There is growing evidence that CTC population is extremely heterogeneous, with a small percentage of tumor cells, called cancer stem cells (CSCs) expressing CD44, ALCAM, POU5F1B (35), able to proliferate and form new tumors. The presence of CSCs in tumors is associated with aggressive disease and poor prognosis (35). We showed high ALCAM, POU5F1B, and SMO mRNA expression levels in CTCs that are predictive of poor OS in both untreated and treated PDAC patients. In addition, high SHH mRNA expression level in CTCs has been demonstrated to represent a negative factor for PFS.

CSCs express several markers such as CD44, CD166, POU5F1B, EPCAM, NOTCH1 (36), and STAT3 (37). In this regard, we observed during PDAC progression, after palliative chemotherapy, an enrichment in the CTCs of the expression levels of stemness and pluripotency genes, as CD44, ALCAM, EPCAM, NOTCH1, POU5F1B, PTCH1, or CSC drivers as VEGFB and STAT3.

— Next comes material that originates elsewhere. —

PR #5850, opened 2023-07-04
Issue 5823 dep consolidation

neekfenwick:
Suggested change to remove obsolete `admin/includes/stylesheet.css`, which has been replaced by `admin_html_head.php` and its specific `<link>` elements including `admin/includes/css/stylesheet.css`.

The role of VEGFB in tumor progression remains controversial. In fact, although VEGFB overexpression predicts for increased distant metastasis and shorter OS in advanced cancers (38), it was also shown to delay tumor growth in a mouse model of pancreatic neuroendocrine tumorigenesis (39). VEGFB is a part of VEGFB/GSK-β3/PI3K-Akt/CD44 signaling pathway controlling stem cell renewal, differentiation and development (40). The CD44 induces the EMT and triggers the expression of POU5F1B/OCT-4 stem cell marker, through the AKT/GSK-3β/β-catenin pathway (41). POU5F1B/OCT-4 maintains pluripotency and self-renewal by interacting with STAT3 and the Hedgehog pathway. Its overexpression in PDAC induces cell proliferation, migration, invasion and gemcitabine resistance (GR) (42) and its expression correlates with the N1/M1 status and worse prognosis. In several KRAS mutated cancers, the CD44 molecule associates with ALCAM/CD166 promoting an aggressive phenotype that predicts worse outcome and increased risk of liver and lung metastasis (e.g., colon cancer) (29). In addition, high ALCAM levels are associated with poor survival, early tumor relapse (43) and chemoresistance (44). Regarding the Notch pathway, down-regulation of NOTCH1 reduces PDAC invasiveness (45), whereas NOTCH2 silencing reduces the expression of ZEB1, reverts the EMT phenotype, down-regulates the CSC marker expression (e.g., CD44) and decreases the invasiveness of GR-cells (46). In line with these findings, we showed the presence of CTCs expressing CD44/CD166 in PDAC patients with liver and lung metastasis. Thus, the analysis of gene expression levels in CTCs could permit to identify in KRAS mutated PDAC, patients expressing the CD44/CD166 phenotype associated with higher risk to develop lymph node invasion and distant metastasis. In addition, CTCs' characterization represents a non-invasive tool to identify, before palliative chemotherapy, patients predisposed to show GR-resistance, thus facilitating the design of individualized therapies.

Further support to our data, comes from in vivo experiments with metformin (met) treatment targeting several genes studied in our molecular analysis. In fact, met has been demonstrated to inhibit pancreatic intraepithelial neoplasia growth and the progression to PDAC, by reducing the CD44 or EPCAM stem cell marker expression in a transgenic mouse model (47).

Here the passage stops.